US Group Blasts Handling of Nuon Chea Motion

The Open Society Justice Initiative, a New York-based court monitoring group, has criticized judges at the Khmer Rouge tribunal for their brusque treatment of a defense motion to disqualify a pre-trial chamber judge from Nuon Chea’s detention appeal hearing.

On Jan 29, Nuon Chea’s defense team argued that Judge Ney Thol’s alleged political affiliations and judicial record called into question his impartiality.

On Feb 4, the tribunal’s Pre-Trial Chamber judges unanimously dismissed that motion, despite the fact that the prosecution had asked for more time to consider the issue and the defense had requested public input.

In dismissing the motion to disqualify Ney Thol, the Pre-Trial Chamber judges emphasized that all judges are presumed impartial until proven otherwise.

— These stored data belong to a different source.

PR #2755, opened 2024-03-12
Update to Chromium 122.0.6261.128

networkException:
This PR updates to Chromium 122.0.6261.128.  

<br>

[Change log](https://chromium.googlesource.com/chromium/src/+log/122.0.6261.111..122.0.6261.128?pretty=fuller&n=10000)
[Blog post](https://chromereleases.googleblog.com/2024/03/stable-channel-update-for-desktop_12.html)


Ahrotahn:
Looks like there's some differences between the clone and tarball again, I'll spend some time looking into that.  I thought I had already added some of those...
The checks should pass without the list changes for now.

networkException:
Should I regenerate the list based on the tarball and we release that for now?

Ahrotahn:
I've sorted out what we'd need to change to get them synchronized, so you can regenerate the lists on the tarball and I'll add these changes to the 123 PR or if you're comfortable adding them to this PR:

```diff
--- a/devutils/update_lists.py
+++ b/devutils/update_lists.py
@@ -102,7 +102,7 @@
     'net/http/transport_security_state_static.json',
     'net/http/transport_security_state_static_pins.json',
     # Exclusions for Visual Studio Project generation with GN (PR #445)
-    'tools/gn/src/gn/visual_studio_writer.cc',
+    'tools/gn/',
     # Exclusions for files covered with other patches/unnecessary
     'components/search_engines/prepopulated_engines.json',
     'third_party/blink/renderer/core/dom/document.cc',
--- a/utils/clone.py
+++ b/utils/clone.py
@@ -17,6 +17,7 @@
 from subprocess import run
 
 from _common import add_common_params, get_chromium_version, get_logger
+from prune_binaries import CONTINGENT_PATHS
 
 # Config file for gclient
 # Instances of 'src' replaced with UC_OUT, which will be replaced with the output directory
@@ -226,6 +227,9 @@
             (args.output / 'v8' / 'test' / 'torque' / 'test-torque.tq'),
         )
         keep_suffix = ('.gn', '.gni', '.grd', '.gyp', '.isolate', '.pydeps')
+        # Include Contingent Paths
+        for cpath in CONTINGENT_PATHS:
+            remove_dirs += (args.output / Path(cpath),)
         for remove_dir in remove_dirs:
             for path in sorted(remove_dir.rglob('*'), key=lambda l: len(str(l)), reverse=True):
                 if path.is_file() and path not in keep_files and path.suffix not in keep_suffix:
--- a/utils/prune_binaries.py
+++ b/utils/prune_binaries.py
@@ -31,10 +31,11 @@
     'third_party/dawn/tools/golang/',
     'third_party/depot_tools/external_bin/',
     'third_party/devtools-frontend/src/third_party/esbuild/',
-    'third_party/google-java-format/'
+    'third_party/google-java-format/',
     'third_party/libei/',
     'third_party/llvm-build-tools/',
     'third_party/ninja/',
+    'third_party/screen-ai/',
     'third_party/siso/',
     'third_party/updater/chrome_linux64/',
     'third_party/updater/chromium_linux64/',
```

I forgot to add a comma when adding the google-java-format line which made an invalid path.  We already removed screen-ai in fix-building-with-prunned-binaries.patch due to building without tflite.  The contingent paths get pruned via the pruning script, but having the clone remove them as well means it should more closely match the tarball with --skip-unused.  And we already have an exemption for a path in tools/gn for windows, adding the whole path seems to be the more maintainable option for keeping them in sync.  

</details>

networkException:
Let's just add them here, can you push a commit for them onto some branch so that I can fast forward merge?

Ahrotahn:
Ok, I've just pushed the changes to [listsync](https://github.com/ungoogled-software/ungoogled-chromium/tree/listsync)

Ahrotahn (approved):
Looks good to me!

PF4Public (approved):

PF4Public:
Sorry for not participating in the discussion, I'm beyond of "occupied" offline right now.

utils/prune_binaries.py
```diff
@@ -31,10 +31,11 @@
     'third_party/dawn/tools/golang/',
     'third_party/depot_tools/external_bin/',
     'third_party/devtools-frontend/src/third_party/esbuild/',
-    'third_party/google-java-format/'
```
rany2, line 34: Shouldn't it error out if it failed to remove anything? To make it easier to detect errors like this? (It seems like this fixed an issue where it was trying to prune `third_party/google-java-format/third_party/libei/`)

Ahrotahn: The pruning list will error out when a path doesn't exist, so the contingent paths were set up specifically to be pruned only *if* they exist without throwing errors.  But you're right that there should at least be some sort of output that allows us to catch problems.  I'll experiment with adding info-level output for the contingent paths.

PR #2772, opened 2024-03-26
Update to Chromium 123.0.6312.86

networkException:
This PR updates to Chromium 123.0.6312.86.  

<br>

[Change log](https://chromium.googlesource.com/chromium/src/+log/123.0.6312.58..123.0.6312.86?pretty=fuller&n=10000)
[Blog post](https://chromereleases.googleblog.com/2024/03/stable-channel-update-for-desktop_26.html)


Ahrotahn:
Builds and runs fine on my end!  I'll rerun the task once the tarball is available.  

They added an assignment operator that isn't supported until python 3.8+
`if val := GIT.rev_parse_cache.get(cache_key):` could be updated to
```python
val = GIT.rev_parse_cache.get(cache_key)
if val:
```
but I think this is a sign I need to spend some time updating the tasks to use a newer version of python.

Ahrotahn (approved):

clickot:
portable linux build works fine and result is running at least on Manjaro and ubuntu 20.04  upwards

teeminus:
Builds and runs fine for windows as well.

PF4Public (approved):

PR #2780, opened 2024-03-30
Add desktop, metainfo and screenshot files for Flatpak

rany2:
While I was in the process of submitting the Flatpak under the new app ID, a reviewer noted that these files should be stored in upstream repository. So we do that here.

The metainfo file should be updated as we release a new version; the first `<release>` tag in `<releases>` should be updated as we make changes to the app.

CC @networkException


rany2:
P.S. seeing that this is going be done, I'll try to get the screenshots adds as well.

rany2:
I guess this supersedes https://github.com/ungoogled-software/ungoogled-chromium/pull/1971

networkException:
hm I'm not sure I like having platform specific metadata here, is it possible to have all the flatpak specific things in a repository under this organization instead?

rany2:
@networkException I'll ask, I'm not sure about Flathub's current policies but what I've seen so far as that it is stored in the main repository.

rany2:
I really hate this too because it makes updating more complicated for me and we always risk forgetting to update the metainfo file... this sucks

rany2:
It appears that I'm allowed to do that.

PR #2819, opened 2024-04-23
[README] Remove openSUSE mention

Michal-Szczepaniak:
Unfortunately I've stopped maintaining ungoogled-chromium for opensuse as there are talks about opensuse not building chromium at all and frankly I've switched to firefox, though I still love what you guys are doing and support you all the way. 

For more info if you don't want to remove the entry, the devel package (package that's still built on obs but not in the standard repos) will be left alone 
https://build.opensuse.org/package/show/network:chromium/ungoogled-chromium
when someone wants to pick up maintenance they can do so.


Ahrotahn (approved):
Your time and effort is appreciated!  We can always add the link back if someone else steps up.

networkException (approved):

PR #11, opened 2026-04-29
extract: skip Rust functions annotated with #[test]

jschwe:
Walk backward through the contiguous run of attributes, blank lines, and comments immediately preceding each `fn` keyword. If `#[test]` is found in that run, skip the function and advance past its closing brace.


yuesong-feng:
I think it's better to keep it simple. #12 can cover 99% LLM-generated rust test cases.

Issue #7, opened 2026-04-25
Support resuming a session


jschwe:
If a session gets interrupted, e.g. because of not enough balance, it would be great if we could resume the session after topping up and don't have to start from scratch. 
If this works only when running locally, that would be fine.

haoran-ding:
This is really a good suggestion. Maybe it can be realized by asking LLM to check the current progress before doing anything. We will attempt to figure out whether it is feasible.

haoran-ding:
We have implemented the feature internally. After checking it carefully, we will release it.

PR #21, opened 2026-06-03
feat(pipeline): add --resume to continue an interrupted run

heiyan-2020:
## Summary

OSJI said in a report released Tuesday that this presumption of impartiality, while grounded in international law, holds relatively little weight in Cambodia, where, they argue, the judiciary lacks independence.

“The assumption underlying this presumption—that judges are appointed and operate in a context that assures judicial independence—is unfortunately open to perennial doubt in Cambodia, where as already noted there is a well established and widely acknowledged history of a lack of independence within the judiciary,” OSJI wrote.

Ney Thol defended his impartiality and said by telephone on Monday that he harbored no bias about Nuon Chea. “Nuon Chea is not my family,” he said, before hanging up the phone.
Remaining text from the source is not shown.